How to protect yourself when hiring a consultant
PURCHASINGB2B MAGAZINE: MARCH/APRIL 2011
In Canadian business, more and more companies and governments are outsourcing procurement functions to agents. As with all situations where a function formerly done by in-house employees is contracted to outside workers, there are both risks and rewards.
The rewards usually are found in cost savings or in the greater experience and expertise of the outside consultant.
There are several aspects essential to controlling the actions of an outside service provider. These include which consultant an organization chooses, having a robust contract with that consultant, as well as having a knowledgeable and careful contract administrator to manage the work and the contract.
There are several risks that go with hiring any outside consultant to do work for an organization. Besides the obvious risks of consultant breach of contract, there are a variety of potential issues involving how a consultant’s negligence could cause harm to the hirer or the public. Such risks can largely be controlled through effective contracts.

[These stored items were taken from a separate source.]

PR #629, opened 2023-02-09
Tox Updates

c-ryan-k:
This overhauls our existing `tox.ini` to support the following local and pipeline test infrastructure.
I highly advise giving their [docs](https://tox.wiki) a quick overview, as it is much more in depth than this preview will cover.

## Local Tox
This changes nothing about how you currently run tests - local pytest and virtualenvs are untouched and unrelated.
In order to perform any of these new tasks, you must install tox (currently in `dev_requirements`, so already part of dev setup) and have the azure-cli repo cloned alongside your extension repo.

It supports local test configurations for the following environments (passed to tox with `-e "env"`):

- Linting
  - In order to run flake8 and pylint locally on your code, simply run `tox -e lint`
- Various Python and AZ CLI Versions
  - The tox environment string (passed to `-e`) will be parsed as such:
    `py{thon,3.7,3.8,3.9,3.10}-az{min,cur,dev}-{int,unit}`
  - Multiple options can be used inside of each `{matrix}` section (or just pick one): 
    `tox -e "py{3.7,3.10}-az{min,dev}-unit"`
  - Current CLI version support is as follows:
    - `azmin` installs the minimum supported CLI version (currently `2.32.0`)
    - `azcur` installs the latest released CLI version from PyPi
    - `azdev` installs the CLI from your local (`../azure-cli`) CLI instance
  - In order to list all environments, you can type `tox -av`, which will display them all in a list:
    
image

If you choose not to select a specific python version (which is also the current default), you can use `python` instead, to invoke whichever version `python` invokes in your environment.

### Important notes
- If you simply run `tox`, the current default environments (which can be changed inside tox.ini) are:
  - `lint`: which runs flake8 and pylint
  - `python-azdev-unit`: which runs unit test only, on your default python version, against your local (pathed to `../azure-cli`) CLI core version.
- The first time you run a new environment in tox, it will perform some setup tasks and dependency installation. It can look for changes in tox.ini and other related settings, but in order to rebuild a local environment you need to run tox with the `-r` switch.

## Tox Pipeline 
This also introduces a new `tox` pipeline (more work to come), which adds switches for each python version and azure CLI version, and distributes those tasks to simultaneous jobs:
image

This is currently a standalone pipeline, but the goal is to eventually configure this pipeline to utilize the existing built wheel and test SDK from our current pipelines to ensure our tests pass on all possible python and Azure CLI versions with very minimal user configuration.

---

### General Guidelines

Intent for Production

Basic expectations


c-ryan-k:
[Here's an example of the tox pipeline running](https://dev.azure.com/azureiotdevxp/aziotcli/_build/results?buildId=7635&view=results)

vilit1:
do we need to update dev_requirements (ex: add tox)

Also would be nice if you can put the pr description into the page we have about testing

c-ryan-k:
> do we need to update dev_requirements (ex: add tox)
> 
> Also would be nice if you can put the pr description into the page we have about testing

[tox is already in our dev_requirements](https://github.com/Azure/azure-iot-cli-extension/blob/706f394657caea065d6af490b424cb1204d516bb/dev_requirements#L14) - but I can absolutely work on a "tox testing guide", with this PR description as a base (and some examples of course)

vilit1 (approved):

digimaun:
I'm thrilled about this contribution

azext_iot/sdk/product/models/test_run.py
```diff
@@ -31,6 +31,9 @@ class TestRun(Model):
     :vartype certification_badge_results: list[object]
     """
 
+    # c-ryan-k - disable pytest trying to collect this file
+    __test__ = False
```
digimaun, line 35: Alternatively all the py2 models can be deleted from the code base

tox.ini
```diff
@@ -4,12 +4,67 @@
...
+commands =
+    python --version
+    # install to tox extension dir
+    pip install -U --target {envsitepackagesdir}/azure-cli-extensions/azure-iot .
+    # validate az and extension version
+    az -v
+    # run tests
+    # You can pass additional positional args to pytest using `-- {args}`
+    unit: pytest -k _unit ./azext_iot/tests {posargs}
+    int: pytest -k _int ./azext_iot/tests {posargs}
```
digimaun, line 72: have we thought about leveraging python-xdist as we do today in existing pipelines to parallelize worker processes for IT's ?

.azure-devops/tox.yml
```diff
@@ -0,0 +1,121 @@
...
+  - template: templates/clone-cli-repo.yml
+  - template: templates/setup-tox.yml
+  - template: templates/set-testenv-sentinel.yml
+  - task: UsePythonVersion@0
+    inputs:
+      versionSpec: $(python)
+      architecture: 'x64'
+    displayName: 'Use cached Python $(python) for tests.'
+
+  - script: $(pyTools.pythonLocation)/bin/tox -e "$(toxEnvStr)" -vv
```
digimaun: What's the advantage of executing tox via `$(pyTools.pythonLocation)/bin/tox` ? Seems more OS specific. Could `python -m tox ....` invoke the same tox module in a more agnostic fashion?

.azure-devops/tox.yml
```diff
@@ -0,0 +1,121 @@
+trigger: none
```
digimaun, line 1: As a next step we could replace the merge pipeline ....this pipeline is unit tests and linters only right?

.azure-devops/templates/setup-tox.yml
```diff
@@ -0,0 +1,14 @@
...
+  default: '3.8'
+
+steps:
+  - task: UsePythonVersion@0
+    displayName: Get Python for Python tools.
+    inputs:
+      versionSpec: ${{ parameters.pythonVersion }}
+      addToPath: false
+    name: pyTools
+  - script: $(pyTools.pythonLocation)/bin/pip install --upgrade tox
```
digimaun: similar question/comment as the [script tox invocation](https://github.com/Azure/azure-iot-cli-extension/pull/629/files#r1103260813) , does `python -m pip install ...` not work?

tox.ini
```diff
@@ -4,12 +4,67 @@
...
+deps =
+    {[base]deps}
     azure-cli
 commands =
-    pip install -r dev_requirements
-    pip install --upgrade ../azure-cli/src/azure-cli-testsdk
-    pytest azext_iot/tests
+    flake8 azext_iot/
+    pylint azext_iot/ --rcfile=.pylintrc
+
```
digimaun, line 46: What are your thoughts about incorporating the `azdev` linter? Specifically thinking of the help/ref docs linting.

digimaun:
> > do we need to update dev_requirements (ex: add tox)
> > Also would be nice if you can put the pr description into the page we have about testing
> 
> [tox is already in our dev_requirements](https://github.com/Azure/azure-iot-cli-extension/blob/706f394657caea065d6af490b424cb1204d516bb/dev_requirements#L14) - but I can absolutely work on a "tox testing guide", with this PR description as a base (and some examples of course)

Will that tox testing guide be part of this PR or a follow up PR?

azext_iot/sdk/product/models/test_run.py
digimaun: Just pointing it out, doesn't have to be in this PR.

tox.ini
digimaun: Looks like `tox` has some parallelization built-in  https://tox.wiki/en/latest/user_guide.html#parallel-mode

tox.ini
```diff
@@ -4,12 +4,67 @@
...
+[testenv:lint]
+description = run linter
+deps =
+    {[base]deps}
     azure-cli
 commands =
-    pip install -r dev_requirements
-    pip install --upgrade ../azure-cli/src/azure-cli-testsdk
-    pytest azext_iot/tests
+    flake8 azext_iot/
```
digimaun: for flake8 in existing processes we use `--statistics` to count errors & warnings, we also explicitly set the config but I suppose flake8 is finding it.

tox.ini
c-ryan-k: I haven't gotten too far into integration test parallelization yet, as I'm thinking we may want to plan out some more `testenv` separation / distinction for individual or groups of tests (similar to how we've moved tests into aspect folders).

This PR mostly captures the pipeline work for unit tests (with the capability to run int tests locally as part of tox as well).
In order to run tox for integration tests locally, I also believe we need to add our sizeable environment variable list into the tox environment `passenv` section as well. More to come on this in future iterations.

I've had mixed results with Tox's parallelization running unit tests - for a few reasons, but namely that debug output isn't printed during runs (which doesn't hurt as much locally as it does in a pipeline) and also some weird inconsistencies that could be due to how i'm setting up the separate test environments.

.azure-devops/templates/setup-tox.yml
c-ryan-k: Most likely, and I think that's the right solution. This was likely an artifact of some samples I was using when trying to "recreate" a version of [this pipeline](https://github.com/tox-dev/azure-pipelines-template/blob/master/run-tox-env.yml) (from tox) to manage multiple tox jobs using specific python versions.

This allows me to more explicitly say "hey use that very specific version of python we just asked for" (`pyTools`) "and make sure that we're running tox specifically from that interpreter for consistency"

Now that I think about it, once we hard-set a python version using `UsePythonVersion` - it should update path so that `python` points to that location as well, so we may not need to be this explicit.

I'll work on testing this change

.azure-devops/tox.yml
c-ryan-k: Correct. This is just unit tests and linters, with parameters to turn on/off individual python and CLI core testing versions.

One thing I plan to adjust eventually (in order to replace the merge pipeline) is to [replace the `pip install -U --target ...` command](https://github.com/Azure/azure-iot-cli-extension/pull/629/files/ebe777c0763d09091ed18f3cb05117548abb3d70#diff-ef2cef9f88b4fe09ca3082140e67f5ad34fb65fb6e228f119d3812261ae51449R64) (as well as the [testSDK step](https://github.com/Azure/azure-iot-cli-extension/pull/629/files/ebe777c0763d09091ed18f3cb05117548abb3d70#diff-ef2cef9f88b4fe09ca3082140e67f5ad34fb65fb6e228f119d3812261ae51449R60)) with a step to install the artifacts from the primary build step in the merge pipeline.

tox.ini
c-ryan-k: I think it's definitely the direction to head.
I have some more small changes in this PR to at least get the initial pipeline / task squared away (python binary location, flake arguments, etc) - I think this change will slot in nicely once I begin some secondary changes to match feature parity of the current merge pipeline.

digimaun (approved):

.azure-devops/tox.yml
c-ryan-k: Going to merge this as-is, next step will be to replace unit tests in merge pipeline with this tech.

tox.ini
c-ryan-k: This will be part of a next PR that puts tox testing in the merge pipeline.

These risks pale in comparison, however, to the risks that arise when the hirer of a consultant also makes that consultant their agent, or authorized representative.
Making an outside agent into an authorized representative to act on your company’s behalf is very risky. The agent can bind their principal in a variety of ways; not just to contracts, but also to courses of action, mistakes and negligence. The principal will then be legally liable for what the agent has done.

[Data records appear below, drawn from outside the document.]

PR #634, opened 2023-02-22
Add fixtures for provision existed resource and factor out role assignment functions

Elsie4ever:
Add fixtures for provision existed resource and factor out role assignment helper functions in test dir

pipeline: https://dev.azure.com/azureiotdevxp/aziotcli/_build/results?buildId=7836&view=results
---

### General Guidelines

Intent for Production

Basic expectations


azext_iot/tests/digitaltwins/test_dt_data_history_lifecycle_int.py
```diff
@@ -439,10 +440,10 @@ def test_dt_data_history_adx_wait(self):
 
         # Check role assignments - needed once
         principal_id = create_output.get("identity").get("principalId")
-        assert len(self.get_role_assignment(
+        assert len(get_role_assignments(
```
vilit1, line 443: if you no longer use self.get_role_assignment, get rid of it

azext_iot/tests/iothub/conftest.py
```diff
@@ -72,11 +48,73 @@ def assign_iot_hub_dataplane_rbac_role(hub_results):
...
+                assignee=user["name"],
+                scope=target_hub_id,
+                role=USER_ROLE,
+                max_tries=MAX_RBAC_ASSIGNMENT_TRIES
             )
 
 
+@pytest.fixture()
+def fixture_provision_existing_hub_certificate(request):
+    if HUB_NAME:
```
vilit1: settings.env.azext_iot_testhub or hub_name?

azext_iot/tests/iothub/conftest.py
```diff
@@ -72,11 +48,73 @@ def assign_iot_hub_dataplane_rbac_role(hub_results):
...
+        # Make sure root certificate is Baltimore(Default)
+        authority = cli.invoke(
+            f"iot hub certificate root-authority show -n {HUB_NAME} -g {RG}"
+        ).as_json()
+
+        if authority["enableRootCertificateV2"]:
+            # Transition to Baltimore (initial transition)
+            cli.invoke(
+                f"""iot hub certificate root-authority set -n {HUB_NAME}
```
vilit1: no need for 3 " here

azext_iot/tests/helpers.py
```diff
@@ -156,6 +159,72 @@ def get_agent_public_ip():
     return requests.head("https://www.wikipedia.org").headers["X-Client-IP"]
 
 
+def get_role_assignments(
+    scope: str,
+    assignee: str = None,
+    role: str = None,
+):
```
digimaun: Might as well add return type hints to new functions we call into

azext_iot/tests/helpers.py
```diff
@@ -156,6 +159,127 @@ def get_agent_public_ip():
...
+        f'role assignment list --scope "{scope}" {role_flag} {assignee_flag}'
+    ).as_json()
+
+
+def assign_role_assignment(
+    role: str,
+    scope: str,
+    assignee: str,
+    max_tries=10,
+    wait=10
```
vilit1, line 189: wait should prob have a default of 60 here since it seems like a decent amount of calls use that as the wait time. Then you can prob remove some wait=60 in calls

Elsie4ever: ok thanks! will take a look!

vilit1 (approved):

azext_iot/tests/helpers.py
```diff
@@ -156,6 +159,127 @@ def get_agent_public_ip():
...
+        role_assignment_principal_ids = [assignment["principalId"] for assignment in role_assignments]
+        if assignee in role_assignment_principal_ids:
+            break
+        # else assign role to scope and check again
+        output = cli.invoke(
+            f'role assignment create --assignee "{assignee}" --role "{role}" --scope "{scope}"'
+        )
+        sleep(wait)
+        tries += 1
+    return output
```
c-ryan-k, line 207: In the spirit of tightening up our test reliability - 
If this fails after `max_tries` - Should we throw an error or log a warning?
I see we return the output, which is then parsed in some locations. Theoretically, this command could:
- Succeed, but not show in `get_role_assignments` inside our polling window
- Fail, but require us to wait the entire polling window anyway

In the first situation (succeed but not complete), I expect the output would have all of the correct parameters (role ID, etc), but future calls will fail with perms / auth errors. In the second situation, it seems we'd see an error trying to parse the `assign_role_assignment` output, since I don't think we check for `success()` first.

azext_iot/tests/helpers.py
```diff
@@ -156,6 +159,127 @@ def get_agent_public_ip():
...
+    ).as_json())
+
+    connection_string = cli.invoke(
+        "iot hub connection-string show -n {} -g {} --policy-name {}".format(
+            hub_name, rg, "iothubowner"
+        )
+    ).as_json()["connectionString"]
+
+    if device_list:
+        device = device_list.pop()
```
c-ryan-k, line 253: I'm a little confused by the logic here, it looks like we:
- Check if there are devices to delete
- If so:
  - pop the first device
  - delete it using `--login`
  - loop through all other devices
    - delete these using hub name and resource group
    
  The same logic applies below to `config_list`, but could we simplify the logic by just going through `device in device_list` instead of the extra steps for the first item?

azext_iot/tests/helpers.py
```diff
@@ -156,6 +159,127 @@ def get_agent_public_ip():
...
+    hub_name: str,
+    rg: str
+):
+    device_list = []
+    device_list.extend(d["deviceId"] for d in cli.invoke(
+        f"iot hub device-twin list -n {hub_name} -g {rg}"
+    ).as_json())
+
+    config_list = []
+    config_list.extend(c["id"] for c in cli.invoke(
```
c-ryan-k, line 238: Should this be kept in a separate array for `deployment_list`, etc?

Elsie4ever: yeah we can! will update in another open pr

azext_iot/tests/helpers.py
Elsie4ever: Hi Ryan, this was the original logic before I touch the code and it's showing green since a factored them out. I was not clear about the history of the --login for first device so I didn't touch this. But after trying out your suggestion I don't see any issue removing the extra first step, therefore will update!😀

azext_iot/tests/helpers.py
Elsie4ever: thanks! will add check for success()!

As well, it’s unlikely a principal will recover any money lost as a result of an agent’s actions. First, an agent who acted wrongfully must have the financial resources to indemnify (compensate for damages) the principal. Second, that agent must be willing to compensate the principal—without a costly court battle.
Agency is about trust. The principal gives the agent a great deal of power which the agent can then use or abuse. The law recognizes this—and the attendant risks of that relationship—by making the agent a so-called fiduciary of the principal, meaning the agent has been entrusted with property or power.
To hold an agent to the utmost duty of care required from a fiduciary, a principal must create a detailed agency contract. This contract includes a comprehensive scope of work, as well as clauses requiring the agent to act within their authority and to take reasonable care.
The principal must also maintain careful control through powerful contract clauses such as indemnity, suspension of work and withholding of payment clauses. Only through such a robust agency contract can the principal control both what its agent can do and what that agent can be liable for.
It is important to realize, however, that there are two types of agents in law: independent contractor-agents and employee-agents. These are two very different roles.
When a principal appoints an employee as their agent, the principal has a great deal of unilateral power due to the nature of employment law. Employer-principals can give their employee-agents unilateral, daily direction, or they can remove parts of an employee-agent’s authority summarily. They can even remove the employee-agent’s authority altogether, without much legal consequence, because the employment contract is still in existence.